I am not advocating use of the A/T on a manual landing. As I said in my first post, this is
theoretical. I eventually got my answer.
Incidentally, the Asiana crew in SFO never planned on pressing FLCH inside the outer marker, nor did their manual authorize it; but they found themselves in that situation one summer day in 2013. If they had better understood how the airplane would behave, perhaps they could have averted the outcome. I thought that's what this tech forum was for.
It is interesting that you ask this type of question. Almost five years before the Asiana crash a poster asked a theoretical question about the 777 A/T trap that caused the Asiana crash. You can read the post here,
http://www.pprune.org/tech-log/34257...peed-prot.html but I'll save you the time and share the replies to his honest question below. Cheers.

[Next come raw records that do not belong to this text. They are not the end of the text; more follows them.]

Issue #116, opened 2023-08-03
Improved Automated QA for Recipes and Products


alexrichey:
In building FacDB, I ran into a few issues which were trivial to fix, but nonetheless took time to diagnose. They might provide a nice framework to discuss potential improvements.

Here's a sampling of issues I encountered Building FacDB
- `USECODE`s were corrupted on Bytes: they should have been 4 digit numerics, but were cast to numbers. E.g. "0211" -> 211. 
- - This is an interesting case, because this is data that could benefit from our automated checks, but modifications after `edm-publishing` are out of our control.
- Column were changed or removed in source data (e.g. `borough` in dsny_electronicsdrop`)
- Columns had mixed data after being imported into our python dataframes (`zip_code` in `dsny_fooddrop` was sometimes being read in as a float in pandas)
- `dot_parking` ballooned in size and changed completely. It would have been nice to catch this prior to import to EDM Recipes, rather than noticing the discrepancy in the output, and then having to purge the bad data from S3 (I could easily have forgotten to do that).

What I'm thinking for next steps: Perhaps model out the required/important fields in FacDB for 1) a subset of recipes 2) for the output to edm-publishing. The output of this exercise would be some declarative format about expectations (probably fields with types modeled in yml) which we'd then use to write automations to detect and potentially coerce out-of-spec data into a usable format. Modeling might be a nice way to indicate which columns actually matter at the periphery. E.g. at ingestion time, if we no longer have the `boro` field in `dsny_electronicsdrop` does that actually matter? 

There are some neat libraries (e.g. Cerberus) that we might make use of, though I think it would be nice to get our feet wet before making a decision about them.

Thoughts @fvankrieken , @damonmcc . Would love to hear about your pain points as well. If it'd be easier, we could just huddle and jot down some notes.

damonmcc:
random thoughts:

definitely like the focus on what columns a product needs aka a product's expectations

is a significant amount of this pain caused by the current `data_library` approaches? it doesn't save the raw data and we still expect it do some transformations often via it's python scripts?

I imagine this could go too far, but I think I like the general approach of something failing during a build rather than investing too much in pre-build checks. Definitely still love declaring expectations though!

[...]

PR #467, opened 2024-01-01
use dbt to test source and output data

damonmcc:
## why

related to issue #116

We've talked about testing source and output data for our builds. `dbt` is often used to model, transform, and test data. By only adding the modeling and testing parts, we can use `dbt` for data validation without refactoring product build logic.

Template DB seems like a good product to try this out on.

## changes

- python package changes from adding `dbt-postgres` to `requirements.in` and compiling via github action
  - pydantic must be rolled back to use `dbt-core>1.5` (for now, `pydantic 2.x` compatibility seems to be coming soon)
- add dbt project configuration for Template DB
- add yml files to model the output tables and a single source table of Template DB
- add tests to those models using built-in and `dbt-utils` tests
- run dbt tests at the end of `python3 -m build_scripts.transform`

## notes
- a test passing [here](https://github.com/NYCPlanning/data-engineering/actions/runs/7392820649/job/20111939790#step:9:158)
- a test that raising a warning [here](https://github.com/NYCPlanning/data-engineering/actions/runs/7392820649/job/20111939790#step:9:134)


products/template/build_scripts/transform.py
```diff
@@ -1,16 +1,41 @@
...
         PG_CLIENT.engine_uri,
         SQL_QUERY_DIR / f"{step_query}.sql",
     )
 
 
+def _run_dbt_step(run_args=list[str]):
+    dbt_cli_call = f"dbt {' '.join(run_args)}"
+    logger.info(f"Running '{dbt_cli_call}' ...")
+    dbt_runner = dbtRunner()
+    runner_result: dbtRunnerResult = dbt_runner.invoke(run_args)
```
damonmcc, line 21: this is where dbt is called, see docs [here](https://docs.getdbt.com/reference/programmatic-invocations)

products/template/dbt_project.yml
damonmcc, line 1: this file configues the dbt project

products/template/profiles.yml
damonmcc, line 1: this file configures database connections for dbt

products/template/build_scripts/transform.py
sf-dcp: is this command equivalent to `dbt run` CLI command?

products/template/build_scripts/transform.py
```diff
@@ -21,12 +46,21 @@ def intermediate():
     _run_step("historic_landmarks")
 
 
-def outputs():
+def product():
```
sf-dcp, line 49: from my limited research, it seems that it is possible to invoke table builds via one CLI command (`dbt run`). I wonder if there is a similar python way to do that...

products/template/profiles.yml
sf-dcp, line 1: what does this code do? Does it configure the schema where to output tables from `product()` fn?

sf-dcp:
Really exciting stuff!

From watching a couple of dbt tutorials, I saw a couple of interesting things that seem to be useful: 

* Having 1 SQL file per table (model) and ability to reference them via Jinja

  image


For example: during `staging` step, you create a bunch of tables such as `stg_nypl_libraries`. From my understanding, you can create a `stg_nypl_libraries.sql` model with the following content:

```SQL
SELECT
    name AS library_name,
    locality AS borough,
    wkb_geometry
FROM nypl_libraries;
```

Instead of: 

```SQL
-- "staging.sql" file

CREATE TABLE stg_nypl_libraries AS SELECT
    name AS library_name,
    locality AS borough,
    wkb_geometry
FROM nypl_libraries;
```


And they you can reference the table in other queries as `{{ ref('stg_nypl_libraries') }}`.

products/template/build_scripts/transform.py
```diff
@@ -21,12 +46,21 @@ def intermediate():
...
+def test():
+    _run_dbt_step(["deps"])
+    _run_dbt_step(["debug"])
+    _run_dbt_step(["test", "--select", "source:*"])
+    _run_dbt_step(["test", "--select", "templatedb"])
+    _run_dbt_step(["test", "--select", "aggregation"])
 
 
 if __name__ == "__main__":
     staging()
```
sf-dcp, line 63: Not sure if we need `staging()` if all it does is creates copies of source tables. Thoughts?

products/template/build_scripts/transform.py
damonmcc: only if run is passed as the first `run_args`. so  `_run_dbt_step(["debug"])` is equivalent to `dbt debug`

I chose to align with the `_run_step` function above but maybe this shouldn't have the word "run" in the name?

products/template/build_scripts/transform.py
damonmcc: I think it'd be `dbt_runner.invoke(["run"])` and with the wrapper I wrote above it'd be `_run_dbt_step(["run"])`

products/template/profiles.yml
damonmcc: (for some reason the comment I left here is labeled as outdated)

this file is teh connection profile ([docs](https://docs.getdbt.com/docs/core/connect-data-platform/connection-profiles)). it configures database connections, including which schema to default to (I think any can be used if it's explicitely specified in a query)

products/template/build_scripts/transform.py
damonmcc: true it doesn't do much, but it does a couple of valuable things: selects the subset of columns that are actually useful and renames some to be either more readable or more standardized

see [docs](https://docs.getdbt.com/best-practices/how-we-structure/2-staging#staging-models) on ideas behind the value of using staging models

damonmcc:
> For example: during `staging` step, you create a bunch of tables such as `stg_nypl_libraries`. From my understanding, you can create a `stg_nypl_libraries.sql` model with the following content:
> 
> ```sql
> SELECT
>     name AS library_name,
>     locality AS borough,
>     wkb_geometry
> FROM nypl_libraries;
> ```
> 
> Instead of:
> 
> ```sql
> -- "staging.sql" file
> 
> CREATE TABLE stg_nypl_libraries AS SELECT
>     name AS library_name,
>     locality AS borough,
>     wkb_geometry
> FROM nypl_libraries;
> ```
> 
> And then you can reference the table in other queries as `{{ ref('stg_nypl_libraries') }}`.

yup! I started down that route in an "experiment" PR [here](https://github.com/NYCPlanning/data-engineering/pull/344) at first. but seems nice to start to model and test products that exist and save refactoring transformations for later

products/template/profiles.yml
sf-dcp: I see. +1 to dbt from me for their docs👏

products/template/build_scripts/transform.py
sf-dcp: Got it! I think "run" in the fn name is a bit confusing given that there is a command with that keyword. How about `_execute_dbt_step` or `_perform_dbt_step`?

products/template/build_scripts/transform.py
sf-dcp: I thought you were using `dbt` to build the tables so was confused having multiple steps in the `product` fn. Makes sense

Why would you want to climb , holding back the thrust levers ?
Good one fourgolds!
Why would you hold the thrust levers closed in climb, FLCH or otherwise, and let it get into a lowspeed situation, and then not advance them to get out of it?
God help all of us all if you are practicing this on the paying-public in open and shared skies in one of the shareholders aircraft.
And I have to echo the theme why climb with no thrust, doesn't seem that sensible.
Why would you pull the thrust levers back against the A/T even if ATC said stop climb now?????????????????????
Maybe we need 'low speed pilot detection'
If you're a real pilot flying real airplanes, I hope that I won't ever be paxing on your airplane. Because you are a busybody; perhaps overly bored sitting in the cockpit for hours doing nothing, who constantly needs to dabble with systems, . . . pulling the throttles back in a climb . . . like a mechanic who needs to fix something that isn't broken.
While you at it why don't you try a barrel roll too
The A/C FBW will object BUT you could still do it with your flying skill I'm sure!!